→ **WHAT IS BEING ASKED**
Every line of the data below should be retyped exactly.

Dataset items
------------------------------------------------
Issue #2454, opened 2024-04-17
Prevent user from accidentally overwriting a splits file with a layout file


flemgus:
every single time i save a livesplit thing it always tells me that when i load it up, this is the most recent version and i re-installed it and tried re making it 3 times
![image_2024-04-17_205316929](https://github.com/LiveSplit/LiveSplit/assets/167311381/cf0abc9f-9c55-4dbb-9b13-ed8073b5afb5)

CryZe:
Please attach the splits file as well, so we can look into it.

TheTaraStark:
I've also had this issue since switching from LSO to LS, I think it's something to do with the image files used for icons because clearing the icons and uploading different images fixed the issue for me. Sadly, git won't let me attach an .lss file but I'll try to get something in the Discord

CryZe:
So we just fixed the bug @TheTaraStark encountered, but I'm not convinced that this fixes the original bug. So I'd still like a splits file for that.

just-ero:
We should expand #2371 to include all image formats that LiveSplit One supports.

flemgus:
> Please attach the splits file as well, so we can look into it.

yes but it said that github doesn't support that file type, is there any other way i can send it?

flemgus:
> Please attach the splits file as well, so we can look into it.

[Subnautica - Any% - Copy.zip](https://github.com/LiveSplit/LiveSplit/files/15022117/Subnautica.-.Any.-.Copy.zip)
 here's a compressed version

CryZe:
That's a layout file. It seems like you accidentally overwrote your splits with the layout.

CryZe:
@wooferzfg Maybe we should error out in case the file extension is mixed up like that before overwriting any files.

flemgus:
> That's a layout file. It seems like you accidentally overwrote your splits with the layout.

ah yes how do i fix that or do it the proper way again?

flemgus:
> @wooferzfg Maybe we should error out in case the file extension is mixed up like that before overwriting any files.

yes oaky i re did them and it worked thank you idk what went wrong beofre but it's fixed now

PR #2455, opened 2024-04-17
Skip incompatible image formats

CryZe:
When parsing the splits we may encounter splits from LiveSplit One where images may be using newer image formats such as WEBP, AVIF, and JPEG XL. Instead of rejecting the splits files entirely, we simply skip those images instead. A long term solution could be to try converting those images into PNG.

cc https://github.com/LiveSplit/LiveSplit/issues/2454 (probably doesn't fix the main issue but the one in the comment).

### DIFF
--- a/src/LiveSplit.Core/Model/RunFactories/StandardFormatsRunFactory.cs
+++ b/src/LiveSplit.Core/Model/RunFactories/StandardFormatsRunFactory.cs
@@ -1,4 +1,5 @@
 ﻿using LiveSplit.Model.Comparisons;
+using LiveSplit.Options;
 using LiveSplit.UI;
 using System;
 using System.Drawing;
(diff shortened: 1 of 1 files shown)


src/LiveSplit.Core/Model/RunFactories/StandardFormatsRunFactory.cs
```diff
@@ -78,7 +79,19 @@ static Image ParseImage(IntPtr imagePtr, ulong length)
...
+            {
+                return Image.FromStream(stream);
+            }
+            catch (Exception ex)
+            {
+                // .NET Framework's Image doesn't support newer image formats
+                // such as AVIF, WEBP, and JPEG XL. These may be used in
+                // LiveSplit One. So we need to fall back to an empty image
+                // instead of erroring out.
+                Log.Error(ex);
```
wooferzfg, line 92: Do we want to dispose `stream` here, since we're not using the image?

CryZe: Oh yeah that would make sense.

just-ero: You would want to dispose it anyway, no? Is the steam needed after creating the image?

wooferzfg (approved):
------------------------------------------------
→ **RESPONSE TO THE TASK**
Issue #2454, opened 2024-04-17
Prevent user from accidentally overwriting a splits file with a layout file


flemgus:
every single time i save a livesplit thing it always tells me that when i load it up, this is the most recent version and i re-installed it and tried re making it 3 times
![image_2024-04-17_205316929](https://github.com/LiveSplit/LiveSplit/assets/167311381/cf0abc9f-9c55-4dbb-9b13-ed8073b5afb5)

CryZe:
Please attach the splits file as well, so we can look into it.

TheTaraStark:
I've also had this issue since switching from LSO to LS, I think it's something to do with the image files used for icons because clearing the icons and uploading different images fixed the issue for me. Sadly, git won't let me attach an .lss file but I'll try to get something in the Discord

CryZe:
So we just fixed the bug @TheTaraStark encountered, but I'm not convinced that this fixes the original bug. So I'd still like a splits file for that.

just-ero:
We should expand #2371 to include all image formats that LiveSplit One supports.

flemgus:
> Please attach the splits file as well, so we can look into it.

yes but it said that github doesn't support that file type, is there any other way i can send it?

flemgus:
> Please attach the splits file as well, so we can look into it.

[Subnautica - Any% - Copy.zip](https://github.com/LiveSplit/LiveSplit/files/15022117/Subnautica.-.Any.-.Copy.zip)
 here's a compressed version

CryZe:
That's a layout file. It seems like you accidentally overwrote your splits with the layout.

CryZe:
@wooferzfg Maybe we should error out in case the file extension is mixed up like that before overwriting any files.

flemgus:
> That's a layout file. It seems like you accidentally overwrote your splits with the layout.

ah yes how do i fix that or do it the proper way again?

flemgus:
> @wooferzfg Maybe we should error out in case the file extension is mixed up like that before overwriting any files.

yes oaky i re did them and it worked thank you idk what went wrong beofre but it's fixed now

PR #2455, opened 2024-04-17
Skip incompatible image formats

CryZe:
When parsing the splits we may encounter splits from LiveSplit One where images may be using newer image formats such as WEBP, AVIF, and JPEG XL. Instead of rejecting the splits files entirely, we simply skip those images instead. A long term solution could be to try converting those images into PNG.

cc https://github.com/LiveSplit/LiveSplit/issues/2454 (probably doesn't fix the main issue but the one in the comment).

### DIFF
--- a/src/LiveSplit.Core/Model/RunFactories/StandardFormatsRunFactory.cs
+++ b/src/LiveSplit.Core/Model/RunFactories/StandardFormatsRunFactory.cs
@@ -1,4 +1,5 @@
 ﻿using LiveSplit.Model.Comparisons;
+using LiveSplit.Options;
 using LiveSplit.UI;
 using System;
 using System.Drawing;
(diff shortened: 1 of 1 files shown)


src/LiveSplit.Core/Model/RunFactories/StandardFormatsRunFactory.cs
```diff
@@ -78,7 +79,19 @@ static Image ParseImage(IntPtr imagePtr, ulong length)
...
+            {
+                return Image.FromStream(stream);
+            }
+            catch (Exception ex)
+            {
+                // .NET Framework's Image doesn't support newer image formats
+                // such as AVIF, WEBP, and JPEG XL. These may be used in
+                // LiveSplit One. So we need to fall back to an empty image
+                // instead of erroring out.
+                Log.Error(ex);
```
wooferzfg, line 92: Do we want to dispose `stream` here, since we're not using the image?

CryZe: Oh yeah that would make sense.

just-ero: You would want to dispose it anyway, no? Is the steam needed after creating the image?

wooferzfg (approved):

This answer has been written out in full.